Restate the entries below verbatim.

(Dataset records Opens)

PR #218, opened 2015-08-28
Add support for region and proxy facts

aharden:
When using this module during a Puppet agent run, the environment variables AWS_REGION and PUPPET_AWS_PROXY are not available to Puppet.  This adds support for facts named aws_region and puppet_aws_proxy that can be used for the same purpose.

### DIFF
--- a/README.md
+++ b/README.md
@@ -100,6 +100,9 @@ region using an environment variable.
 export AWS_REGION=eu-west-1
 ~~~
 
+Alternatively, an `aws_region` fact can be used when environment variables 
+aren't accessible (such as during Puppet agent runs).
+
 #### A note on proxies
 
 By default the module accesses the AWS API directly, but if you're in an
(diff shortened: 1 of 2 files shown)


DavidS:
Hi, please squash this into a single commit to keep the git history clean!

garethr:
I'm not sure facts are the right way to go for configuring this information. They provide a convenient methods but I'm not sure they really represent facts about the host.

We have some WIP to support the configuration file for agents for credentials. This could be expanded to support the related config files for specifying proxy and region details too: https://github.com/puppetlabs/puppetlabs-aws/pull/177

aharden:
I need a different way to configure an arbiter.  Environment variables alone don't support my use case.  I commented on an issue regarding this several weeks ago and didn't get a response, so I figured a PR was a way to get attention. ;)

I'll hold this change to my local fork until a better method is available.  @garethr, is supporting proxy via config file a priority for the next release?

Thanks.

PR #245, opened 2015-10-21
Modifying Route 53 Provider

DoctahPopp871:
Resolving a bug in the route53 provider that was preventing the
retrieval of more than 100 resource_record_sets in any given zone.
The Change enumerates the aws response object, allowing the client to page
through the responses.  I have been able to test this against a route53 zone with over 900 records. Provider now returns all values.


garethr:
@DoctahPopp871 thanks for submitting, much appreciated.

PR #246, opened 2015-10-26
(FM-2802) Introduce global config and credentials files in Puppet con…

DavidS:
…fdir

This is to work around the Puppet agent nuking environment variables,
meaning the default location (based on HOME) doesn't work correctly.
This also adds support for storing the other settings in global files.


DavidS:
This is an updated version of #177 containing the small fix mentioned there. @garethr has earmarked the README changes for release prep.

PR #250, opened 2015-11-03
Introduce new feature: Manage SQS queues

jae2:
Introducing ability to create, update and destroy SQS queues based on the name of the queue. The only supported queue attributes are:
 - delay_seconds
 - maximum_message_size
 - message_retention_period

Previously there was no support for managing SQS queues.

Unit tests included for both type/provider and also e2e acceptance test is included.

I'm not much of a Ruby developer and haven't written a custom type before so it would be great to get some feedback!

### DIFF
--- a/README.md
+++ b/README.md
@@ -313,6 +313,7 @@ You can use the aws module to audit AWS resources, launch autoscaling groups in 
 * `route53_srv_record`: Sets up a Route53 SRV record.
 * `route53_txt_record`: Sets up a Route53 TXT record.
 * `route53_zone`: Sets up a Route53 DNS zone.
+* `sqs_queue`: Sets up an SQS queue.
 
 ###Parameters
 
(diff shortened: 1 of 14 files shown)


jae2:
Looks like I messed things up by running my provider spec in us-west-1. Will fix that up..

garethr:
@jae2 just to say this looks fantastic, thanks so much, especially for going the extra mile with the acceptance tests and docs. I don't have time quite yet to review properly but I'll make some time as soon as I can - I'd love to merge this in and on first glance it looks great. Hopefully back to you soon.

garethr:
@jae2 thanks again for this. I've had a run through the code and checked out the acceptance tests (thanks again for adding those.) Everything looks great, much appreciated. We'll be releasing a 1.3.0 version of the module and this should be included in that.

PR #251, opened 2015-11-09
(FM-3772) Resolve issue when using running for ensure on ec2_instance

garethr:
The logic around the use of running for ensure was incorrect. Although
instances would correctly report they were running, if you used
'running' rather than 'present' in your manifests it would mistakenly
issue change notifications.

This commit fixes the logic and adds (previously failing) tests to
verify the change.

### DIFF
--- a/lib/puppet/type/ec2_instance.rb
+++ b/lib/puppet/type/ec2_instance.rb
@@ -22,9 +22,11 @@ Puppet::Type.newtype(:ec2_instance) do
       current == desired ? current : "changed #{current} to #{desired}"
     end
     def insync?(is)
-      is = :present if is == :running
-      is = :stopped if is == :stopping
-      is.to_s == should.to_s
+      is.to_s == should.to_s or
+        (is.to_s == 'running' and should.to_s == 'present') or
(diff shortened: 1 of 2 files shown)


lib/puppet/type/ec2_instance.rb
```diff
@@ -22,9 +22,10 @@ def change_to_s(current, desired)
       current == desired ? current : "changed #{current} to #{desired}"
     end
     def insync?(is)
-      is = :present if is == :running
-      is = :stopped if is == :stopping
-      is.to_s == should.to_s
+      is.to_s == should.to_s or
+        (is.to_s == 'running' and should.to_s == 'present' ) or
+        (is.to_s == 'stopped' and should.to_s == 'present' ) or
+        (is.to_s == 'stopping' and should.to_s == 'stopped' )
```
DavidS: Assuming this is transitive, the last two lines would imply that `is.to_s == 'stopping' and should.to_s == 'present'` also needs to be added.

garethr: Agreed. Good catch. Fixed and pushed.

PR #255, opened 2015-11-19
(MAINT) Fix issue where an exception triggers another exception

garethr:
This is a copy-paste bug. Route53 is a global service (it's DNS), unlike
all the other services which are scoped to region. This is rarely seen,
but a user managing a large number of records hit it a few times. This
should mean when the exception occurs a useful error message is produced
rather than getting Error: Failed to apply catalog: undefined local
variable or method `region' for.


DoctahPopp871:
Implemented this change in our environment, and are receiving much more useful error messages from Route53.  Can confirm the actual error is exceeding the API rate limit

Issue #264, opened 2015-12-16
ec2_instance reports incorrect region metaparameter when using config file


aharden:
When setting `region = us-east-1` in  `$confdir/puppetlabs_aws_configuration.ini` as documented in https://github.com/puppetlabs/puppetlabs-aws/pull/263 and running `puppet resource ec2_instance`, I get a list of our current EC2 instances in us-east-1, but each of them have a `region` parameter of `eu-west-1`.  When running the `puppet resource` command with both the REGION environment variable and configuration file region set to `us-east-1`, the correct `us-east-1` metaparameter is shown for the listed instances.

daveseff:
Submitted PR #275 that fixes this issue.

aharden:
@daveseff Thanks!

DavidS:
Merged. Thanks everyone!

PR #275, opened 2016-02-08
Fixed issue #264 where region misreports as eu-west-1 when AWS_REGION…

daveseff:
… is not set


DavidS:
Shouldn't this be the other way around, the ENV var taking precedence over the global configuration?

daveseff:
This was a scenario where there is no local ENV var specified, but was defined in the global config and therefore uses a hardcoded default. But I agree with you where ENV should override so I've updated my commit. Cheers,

(Dataset records Closes)

- _Reply to the exercise_:
PR #218, opened 2015-08-28
Add support for region and proxy facts

aharden:
When using this module during a Puppet agent run, the environment variables AWS_REGION and PUPPET_AWS_PROXY are not available to Puppet.  This adds support for facts named aws_region and puppet_aws_proxy that can be used for the same purpose.

### DIFF
--- a/README.md
+++ b/README.md
@@ -100,6 +100,9 @@ region using an environment variable.
 export AWS_REGION=eu-west-1
 ~~~
 
+Alternatively, an `aws_region` fact can be used when environment variables 
+aren't accessible (such as during Puppet agent runs).
+
 #### A note on proxies
 
 By default the module accesses the AWS API directly, but if you're in an
(diff shortened: 1 of 2 files shown)


DavidS:
Hi, please squash this into a single commit to keep the git history clean!

garethr:
I'm not sure facts are the right way to go for configuring this information. They provide a convenient methods but I'm not sure they really represent facts about the host.

We have some WIP to support the configuration file for agents for credentials. This could be expanded to support the related config files for specifying proxy and region details too: https://github.com/puppetlabs/puppetlabs-aws/pull/177

aharden:
I need a different way to configure an arbiter.  Environment variables alone don't support my use case.  I commented on an issue regarding this several weeks ago and didn't get a response, so I figured a PR was a way to get attention. ;)

I'll hold this change to my local fork until a better method is available.  @garethr, is supporting proxy via config file a priority for the next release?

Thanks.

PR #245, opened 2015-10-21
Modifying Route 53 Provider

DoctahPopp871:
Resolving a bug in the route53 provider that was preventing the
retrieval of more than 100 resource_record_sets in any given zone.
The Change enumerates the aws response object, allowing the client to page
through the responses.  I have been able to test this against a route53 zone with over 900 records. Provider now returns all values.


garethr:
@DoctahPopp871 thanks for submitting, much appreciated.

PR #246, opened 2015-10-26
(FM-2802) Introduce global config and credentials files in Puppet con…

DavidS:
…fdir

This is to work around the Puppet agent nuking environment variables,
meaning the default location (based on HOME) doesn't work correctly.
This also adds support for storing the other settings in global files.


DavidS:
This is an updated version of #177 containing the small fix mentioned there. @garethr has earmarked the README changes for release prep.

PR #250, opened 2015-11-03
Introduce new feature: Manage SQS queues

jae2:
Introducing ability to create, update and destroy SQS queues based on the name of the queue. The only supported queue attributes are:
 - delay_seconds
 - maximum_message_size
 - message_retention_period

Previously there was no support for managing SQS queues.

Unit tests included for both type/provider and also e2e acceptance test is included.

I'm not much of a Ruby developer and haven't written a custom type before so it would be great to get some feedback!

### DIFF
--- a/README.md
+++ b/README.md
@@ -313,6 +313,7 @@ You can use the aws module to audit AWS resources, launch autoscaling groups in 
 * `route53_srv_record`: Sets up a Route53 SRV record.
 * `route53_txt_record`: Sets up a Route53 TXT record.
 * `route53_zone`: Sets up a Route53 DNS zone.
+* `sqs_queue`: Sets up an SQS queue.
 
 ###Parameters
 
(diff shortened: 1 of 14 files shown)


jae2:
Looks like I messed things up by running my provider spec in us-west-1. Will fix that up..

garethr:
@jae2 just to say this looks fantastic, thanks so much, especially for going the extra mile with the acceptance tests and docs. I don't have time quite yet to review properly but I'll make some time as soon as I can - I'd love to merge this in and on first glance it looks great. Hopefully back to you soon.

garethr:
@jae2 thanks again for this. I've had a run through the code and checked out the acceptance tests (thanks again for adding those.) Everything looks great, much appreciated. We'll be releasing a 1.3.0 version of the module and this should be included in that.

PR #251, opened 2015-11-09
(FM-3772) Resolve issue when using running for ensure on ec2_instance

garethr:
The logic around the use of running for ensure was incorrect. Although
instances would correctly report they were running, if you used
'running' rather than 'present' in your manifests it would mistakenly
issue change notifications.

This commit fixes the logic and adds (previously failing) tests to
verify the change.

### DIFF
--- a/lib/puppet/type/ec2_instance.rb
+++ b/lib/puppet/type/ec2_instance.rb
@@ -22,9 +22,11 @@ Puppet::Type.newtype(:ec2_instance) do
       current == desired ? current : "changed #{current} to #{desired}"
     end
     def insync?(is)
-      is = :present if is == :running
-      is = :stopped if is == :stopping
-      is.to_s == should.to_s
+      is.to_s == should.to_s or
+        (is.to_s == 'running' and should.to_s == 'present') or
(diff shortened: 1 of 2 files shown)


lib/puppet/type/ec2_instance.rb
```diff
@@ -22,9 +22,10 @@ def change_to_s(current, desired)
       current == desired ? current : "changed #{current} to #{desired}"
     end
     def insync?(is)
-      is = :present if is == :running
-      is = :stopped if is == :stopping
-      is.to_s == should.to_s
+      is.to_s == should.to_s or
+        (is.to_s == 'running' and should.to_s == 'present' ) or
+        (is.to_s == 'stopped' and should.to_s == 'present' ) or
+        (is.to_s == 'stopping' and should.to_s == 'stopped' )
```
DavidS: Assuming this is transitive, the last two lines would imply that `is.to_s == 'stopping' and should.to_s == 'present'` also needs to be added.

garethr: Agreed. Good catch. Fixed and pushed.

PR #255, opened 2015-11-19
(MAINT) Fix issue where an exception triggers another exception

garethr:
This is a copy-paste bug. Route53 is a global service (it's DNS), unlike
all the other services which are scoped to region. This is rarely seen,
but a user managing a large number of records hit it a few times. This
should mean when the exception occurs a useful error message is produced
rather than getting Error: Failed to apply catalog: undefined local
variable or method `region' for.


DoctahPopp871:
Implemented this change in our environment, and are receiving much more useful error messages from Route53.  Can confirm the actual error is exceeding the API rate limit

Issue #264, opened 2015-12-16
ec2_instance reports incorrect region metaparameter when using config file


aharden:
When setting `region = us-east-1` in  `$confdir/puppetlabs_aws_configuration.ini` as documented in https://github.com/puppetlabs/puppetlabs-aws/pull/263 and running `puppet resource ec2_instance`, I get a list of our current EC2 instances in us-east-1, but each of them have a `region` parameter of `eu-west-1`.  When running the `puppet resource` command with both the REGION environment variable and configuration file region set to `us-east-1`, the correct `us-east-1` metaparameter is shown for the listed instances.

daveseff:
Submitted PR #275 that fixes this issue.

aharden:
@daveseff Thanks!

DavidS:
Merged. Thanks everyone!

PR #275, opened 2016-02-08
Fixed issue #264 where region misreports as eu-west-1 when AWS_REGION…

daveseff:
… is not set


DavidS:
Shouldn't this be the other way around, the ENV var taking precedence over the global configuration?

daveseff:
This was a scenario where there is no local ENV var specified, but was defined in the global config and therefore uses a hardcoded default. But I agree with you where ENV should override so I've updated my commit. Cheers,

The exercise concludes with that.